Fig. 3(b) shows the design for finding the solution by RK-4 (RK-4 Block). We emulate the $G(\cdot)$ of Eq. 10 by the color blocks of Fig. 3(b) where each block consists of two convolutional layers and a ReLU activation.

As shown in Fig. 3(c), each optimization step consists of a group of one RK-4 Block and one ProxBlock, that optimizes the feature map according to Eq. 9 and Eq. 5, separately. After $m$ optimization steps in the OptBlock, we design a residual block with two convolutional layers and a ReLU activation for better gradient transmission.

There are also three stages in the decoder. For each decoder stage, a $1\times 1$ convolutional layer and a residual block (ResBlock) integrate the information from the current stage of the encoder and the former decoder stage. The ResBlock follows the same design as EDSR [17] which is composed of two convolutional layers and a ReLU activation. The up-scaling method in the decoder is devised by a $1\times 1$ convolutional layers and a sub-pixel convolution [31]. The $1\times 1$ convolution expands the number of channels and the sub-pixel convolution reshapes the feature maps and increases the resolution. At the end of the decoder, there is a block group to restore the weighting map from the feature. Two convolutional layers, a ReLU activation and a Sigmoid activation are utilized to explore the decoded feature maps and generate the weighting map $\mathbf{I}^{WM}$ .

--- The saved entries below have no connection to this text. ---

PR #43, opened 2018-03-02
[Feature] StatisticsSystem

Steve-Nzr:
This feature is primary based on providing a basic Stats System (STR, STA, DEX, INT & Stats Points).

What has been done here : 
- [Handler] Handling "Upgrade points (ModifyStatus)" packet ▶️ 
- [Packet & Handler] Treat it and dispatch into the newly created StatisticsSystem
- [System] Updating the player in memory
- [WorldPacketFactory] Sending back a confirmation to client ◀️

### DIFF
--- a/src/Rhisis.Core/Network/Packets/World/ModifyStatusPacket.cs
+++ b/src/Rhisis.Core/Network/Packets/World/ModifyStatusPacket.cs
@@ -7,20 +7,20 @@ namespace Rhisis.Core.Network.Packets.World
 {
     public class ModifyStatusPacket
     {
-        public readonly int StrenghtCount;
+        public readonly ushort StrenghtCount;
 
-        public readonly int StaminaCount;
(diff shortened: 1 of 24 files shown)


src/Rhisis.Core/Network/Packets/World/ModifyStatusPacket.cs
```diff
@@ -0,0 +1,26 @@
+﻿using System;
+using System.Collections.Generic;
+using System.Text;
+using Ether.Network.Packets;
+
+namespace Rhisis.Core.Network.Packets.World
+{
+    public class ModifyStatusPacket
+    {
+        public readonly ushort StrenghtCount;
```
Eastrall: You can create readonly properties instrad of readonly variables. Something like: `public ushort StrenghtCount { get; }`

Eastrall:
Nice PR, let's merge! 😄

In this paper, the filter number is set as 64 for all convolutional layers, except for the $1\times 1$ convolutions and the last convolutional layer. For the first and second stages of the encoder, the number of optimization step is set as 1. For the third stage, there are 6 optimization steps in the OptBlock. The BRNet is designed for bit-depth expansion on standard dynamic range (SDR) image with 8 bits. For HDR bit-depth expansion (with 16 bits), we use two parallel block groups at the end of the decoder for restoration, since it has double information than SDR. Similar to SDR, each group aims to restore at most 8-bit information.

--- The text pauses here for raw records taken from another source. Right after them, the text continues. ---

PR #46, opened 2018-03-04
Add CreateAccountWindow on Installer

Eastrall:
- Add `CreateAccountWindow` design
- Add `CreateAccountViewModel` business logic


Steve-Nzr:
Do we care about coday warning ?

Eastrall:
I guess we can skip them.

PR #49, opened 2018-03-13
Refactoring of ChatSystemEventArgs

Eastrall:
Small refactoring of the ChatSystem and add the `SystemEventArgs` class.


Steve-Nzr:
Appreciate this, more abstract is greater. Let’s see how to improve it with other systems !

Steve-Nzr:
What about Codacy?

Eastrall:
I'm gonna fix the two codacy warnings. In fact, the `IndexOutOfRangeException` should not be thrown by us. I should throw another exception instead. Maybe a `ArgumentException`.
As for the comment, I'll remove it too.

III-C Progressive Training Strategy

It is obvious that replenishing a small number of bits is easier than restoring many of bits. Inspired by the human’s learning behavior from easy to hard, we propose a progressive training strategy by gradually increasing the missing bits of the training data to boost the learning step [2]. Let $\mathcal{S}=\{\mathcal{X}_{1},...\mathcal{X}_{P}\}$ be $P$ datasets with different difficulty. The difficulty rises with the increase of the indicator $P$ . Then, the training steps are regarded as a sequence $\mathcal{C}=<\mathcal{T}_{1},...,\mathcal{T}_{P}>$ , where $\mathcal{T}_{P}=(\theta,\mathcal{X}_{P})$ , meaning to update the set of network parameter $\theta$ with dataset $\mathcal{X}_{P}$ . The indicator $P$ of training steps is sequentially increasing, and the set of network parameters $\theta$ is progressively optimized. Specially, the difficulty of $\mathcal{X}_{P}$ is defined as the upper bound of missing bits. With the increase of missing bits, the information suffers severer loss, and the restoration becomes harder.

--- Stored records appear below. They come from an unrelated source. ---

PR #63, opened 2018-03-31
Add dialog data structure and loading

Eastrall:
This PR adds the dialog structure and the loading process in the WorldServer.

Every dialogs are JSON files structured as followed:

```json
{
    "name": "...",
    "oralText": "oral text of the NPC",
    "introText": "Introduction text of the NPC. The first text that appears when you open a dialog.",
    "byeText": "The text displayed when the player closes the dialog box.",
     "links": [
          {
               "id": "Link Id",
               "title": "Title of the link",
               "text": "Text displayed when the player clicks on the link",
          }
     ]
}
```

### DIFF
--- a/bin/data/dialogs/en/MaFl_Lui.json
+++ b/bin/data/dialogs/en/MaFl_Lui.json
@@ -1,0 +1,22 @@
+//
+// MaFl_Lui dialog
+//
+
+{
+	"name": "MaFl_Lui",
+	"oralText": "Come one, come all! Get your supplies here! You're gonna need it!",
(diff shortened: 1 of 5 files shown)


johmarjac:
Does it make sense to have the different languages in one file instead of a separate?

Eastrall:
Actually, you have X folders corresponding to the languages ("en", "fr", "de", ect...). Inside these folders you find all dialog files corresponding to the language.
Just like the shop files, you can have one or more dialogs in one file. For exemple, we could regroup the dialogs of Flaris in the `Flaris.json` same goes for StMorning or Darkon.

johmarjac:
Allright :)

The detail of progressive training is as follows. For $E$ -th epoch, we generate the LBD image $\mathbf{I}^{L}_{E}$ from the original image $\mathbf{I}^{Ori}_{E}$ for training. Specifically, we increase the difficulty of training data for every 20 epochs. Let $b^{max}$ be the maximum bit depth of image, the upper bound of missing bits for $E$ -th epoch $b^{ub}_{E}$ is calculated as $b^{ub}_{E}=\min(4+\lfloor E/20\rfloor,b^{max}-1)$ . $b^{max}$ is set as 8 for SDR image, and 16 for HDR image. Then, we randomly remove $b_{E}^{pt}$ bits for progressive training from $\mathbf{I}^{Ori}_{E}$ and generate the LBD image $\mathbf{I}^{L}_{E}=\mathcal{D}_{b^{pt}_{E}}(\mathbf{I}^{Ori}_{E})$ , where $b_{E}^{pt}={\rm rand}(1,b^{ub}_{E})$ . The overall progressive learning procedure is outlined in Algorithm 1. Overall, we gradually increase the training difficulty to simulate the human’s learning behavior for better performance.

Algorithm 1 Data Generation for Progressive Training

Input: The current epoch $E$ , the maximum image bit depth $b^{max}$ , and the original HBD image $\mathbf{I}^{Ori}_{E}$ for $E$ -th epoch.
Output: The degraded LBD image $\mathbf{I}^{L}_{E}$ for training.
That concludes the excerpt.